Amy C. Edmondson is the Novartis Professor of Leadership and Management at the Harvard Business School, a chair established to support the study of human interactions that lead to the creation of successful enterprises that contribute to the betterment of society.

Edmondson has been recognized by the biannual Thinkers50 global ranking of management thinkers since 2011, and most recently was ranked #1 in 2021 and 2023; she also received that organization’s Breakthrough Idea Award in 2019, and Talent Award in 2017.  She studies teaming, psychological safety, and organisational learning, and her articles have been published in numerous academic and management outlets, including Administrative Science Quarterly, Academy of Management Journal, Harvard Business Review and California Management Review. Her 2019 book, The Fearless Organization: Creating Psychological Safety in the Workplace for Learning, Innovation and Growth (Wiley), has been translated into 15 languages. Her prior books – Teaming: How organizations learn, innovate and compete in the knowledge economy (Jossey-Bass, 2012), Teaming to Innovate (Jossey-Bass, 2013) and Extreme Teaming (Emerald, 2017) – explore teamwork in dynamic organisational environments. In Building the future: Big teaming for audacious innovation (Berrett-Koehler, 2016), she examines the challenges and opportunities of teaming across industries to build smart cities. 

Edmondson’s latest book, Right Kind of Wrong (Atria), builds on her prior work on psychological safety and teaming to provide a framework for thinking about, discussing, and practicing the science of failing well. First published in the US and the UK in September, 2023, the book is due to be translated into 24 additional languages, and was selected for the Financial Times and Schroders Best Business Book of the Year award.

Before her academic career, she was Director of Research at Pecos River Learning Centers, where she worked on transformational change in large companies. In the early 1980s, she worked as Chief Engineer for architect/inventor Buckminster Fuller, and her book A Fuller Explanation: The Synergetic Geometry of R. Buckminster Fuller (Birkauser Boston, 1987) clarifies Fuller’s mathematical contributions for a non-technical audience. Edmondson received her PhD in organisational behavior, AM in psychology, and AB in engineering and design from Harvard University.

 

Daniel Mulino MP

Assistant Treasurer and Minister for Financial Services

Sessions

Keynote 8 – Navigating the energy transition: opportunities, investor strategies and policy needs

Born in Brindisi, Italy, Daniel was a young child when he moved with his family to Australia. He grew up in Canberra and completed his first degrees – arts and law – at the ANU. He then completed a Master of Economics (University of Sydney) and a PhD in economics from Yale.

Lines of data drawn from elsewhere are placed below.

PR #15, opened 2018-04-01
FAQ mentions Construct library

arekbulski:
Mentioned in https://github.com/kaitai-io/kaitai_struct/issues/344 .

### DIFF
--- a/faq.adoc
+++ b/faq.adoc
@@ -28,6 +28,19 @@ So far Kaitai Struct focuses on reading (parsing) only. There are plans to suppo
 
 == How does it compare to ...
 
+=== ... Python library Construct?
+
+Actually, Construct is the closest analog to Kaitai Struct. It is also a declarative and symmetric binary parsing library, but there are significant differences:
+
+* Construct does both parsing and serialization, instead of only parsing (https://github.com/kaitai-io/kaitai_struct/issues/27[feature #27]).
+* Construct is a Python-only module, instead of supporting multiple languagues.
+* Construct is "declarative" in sense that it defines data structures instead of parsing code. The structures are still defined using Python language, instead of YAML.
+* Construct aims at offering more sophisticated building blocks, including those only available on Python like Pickle and Numpy protocols, instead of most basic/common elements.
+
+In fact, there is an open and active collaboration between Construct and Kaitai Struct. There are (currently being implemented) import/export tools, that allow translating schemes between the two frameworks.
+
+Main documentation site: https://construct.readthedocs.io
+
 === ... Google Protocol Buffers, ASN.1, Apache Thrift, Apache Avro, BSON, etc?
 
 They're completely different. Projects mentioned are actually different serialization specifications that map existing data into some sort of extensible binary stream, usually for easy transmission / interchange. Binary representation is driven by the data and encoded according to particular standard of a given protocol, which usually has a fixed representation for integers, for strings, for arrays, for dictionaries, etc. Most of these project allow generated formats to be automatically extensibile, carry versioning information, automatically embed typing information of some sort.


faq.adoc
```diff
@@ -28,6 +28,15 @@ So far Kaitai Struct focuses on reading (parsing) only. There are plans to suppo
 
 == How does it compare to ...
 
+=== ... Python library Construct?
+
+Actually, Construct is the closest analog to Kaitai Struct. It is also a symmetric binary parsing library, but the difference is mostly that:
+
+* Construct does building and parsing while Kaitai (currently) only does parsing
```
KOLANICH: `building` is called [`serialization`](https://github.com/kaitai-io/kaitai_struct/issues/27) in KS.
>currently

should be a link to the issue

arekbulski: Fixed.

faq.adoc
```diff
@@ -28,6 +28,15 @@ So far Kaitai Struct focuses on reading (parsing) only. There are plans to suppo
 
 == How does it compare to ...
 
+=== ... Python library Construct?
+
+Actually, Construct is the closest analog to Kaitai Struct. It is also a symmetric binary parsing library, but the difference is mostly that:
+
+* Construct does building (serialization) and parsing while Kaitai ([currently](https://github.com/kaitai-io/kaitai_struct/issues/27)) only does parsing
```
KOLANICH: maybe
>does both

KOLANICH: And I guess that rewriting commits to keep the commit tree clean is fine if these commits are not cloned by anyone.

arekbulski: Fixed and amended.

faq.adoc
```diff
@@ -28,6 +28,15 @@ So far Kaitai Struct focuses on reading (parsing) only. There are plans to suppo
 
 == How does it compare to ...
 
+=== ... Python library Construct?
+
+Actually, Construct is the closest analog to Kaitai Struct. It is also a symmetric binary parsing library, but the difference is mostly that:
```
GreyCat: Line lengths are not the same as in the rest of the file.

faq.adoc
```diff
@@ -28,6 +28,15 @@ So far Kaitai Struct focuses on reading (parsing) only. There are plans to suppo
...
+
+* Construct does both parsing and serialization while Kaitai ([currently](https://github.com/kaitai-io/kaitai_struct/issues/27)) does only parsing
```
GreyCat: We never call KS "Kaitai", especially in official documentation. Also, this is not Markdown, it's AsciiDoc, so this link won't work. It should be formatted like

```
https://github.com/kaitai-io/kaitai_struct/issues/27[currently]
```

Which, in turn, shows that you haven't even bothered to check before submitting.

faq.adoc
```diff
@@ -28,6 +28,15 @@ So far Kaitai Struct focuses on reading (parsing) only. There are plans to suppo
...
+* Construct is a Python only module while Kaitai supports a multitude of target languages
```
GreyCat: It's spelled "Python-only" in English.

faq.adoc
```diff
@@ -28,6 +28,15 @@ So far Kaitai Struct focuses on reading (parsing) only. There are plans to suppo
...
+
+Main documentation site: https://construct.readthedocs.io
```
GreyCat: The rest of these sections use a breakout boxes to present this link, why don't we follow the suit here?

GreyCat:
I have lots of questions for just about every line here. On the other hand, this section misses lots of stuff which is probably important, such as:

* The emphasis on the fact that both languages are declarative, but with a short explanation of different understanding of "declarativity" in KS and Construct
* A mention of that Construct aims at a higher-level conversion primitives, such as CString, TimeStamp, etc.
* List of Construct features which are missing in KS
* A mention of KS <-> Construct collaboration
  * A mention of Construct -> KS conversion tool
  * A mention of KS -> Construct target

We're indeed doing lots of interesting and unique things here, let's show them off to people :)

GreyCat (changes requested):

faq.adoc
arekbulski: You are kinda wrong on this one. I didnt compile the docs because I dont know how. I did wonder how to express links, so looked in the remaining content and found this syntax so I used it. Sorry but I never worked with this format before.

faq.adoc
arekbulski: Right :)

faq.adoc
arekbulski: Uhm would you want me to add a box? Okies.

arekbulski:
> I have lots of questions for just about every line here. On the other hand, this section misses lots of stuff which is probably important, such as:

Good points! Those are worthy points to make, it just didnt occur to me at the time. I will add some content and request re-review.

faq.adoc
GreyCat: Building the docs is essentially a matter of running "make", once you'll get asciidoctor (or actually any other asciidoc processor of your choice) installed: https://github.com/kaitai-io/kaitai_struct_doc/blob/master/.travis.yml#L16-L20

Sorry about the mess with the other links, I'll try to fix them shortly.

arekbulski: Maybe we could add a note in those "how to build compiler/run test" guide?

faq.adoc
arekbulski: The file has infinite lines.

faq.adoc
arekbulski: Fixed.

faq.adoc
arekbulski: Fixed.

faq.adoc
arekbulski: Preon section doesnt use boxes, and I would rather not do that.

arekbulski:
Fixed all issues, amended commit, RTM.

GreyCat:
Ok, that's a start :)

He lectured at Monash University, was an economic adviser in the Gillard government and was a Victorian MP from 2014 to 2018. As Parliamentary Secretary to the Treasurer of Victoria, Daniel helped deliver major infrastructure projects and developed innovative financing structures for community projects.

In 2018 he was preselected for the new federal seat of Fraser and became its first MP at the 2019 election, re-elected in 2022 and 2025. From 2022 to 2025, Daniel was chair of the House of Representatives’ Standing Economics Committee in which he chaired inquiries; economic dynamism, competition and business formation and insurers’ responses to 2022 major floods claims.

In 2025, he became the Assistant Treasurer and Minister for Financial Services.

In August 2022, Daniel published ‘Safety Net: The Future of Welfare in Australia’, which aims to explore the ways in which an insurance approach can improve the effectiveness of government service delivery.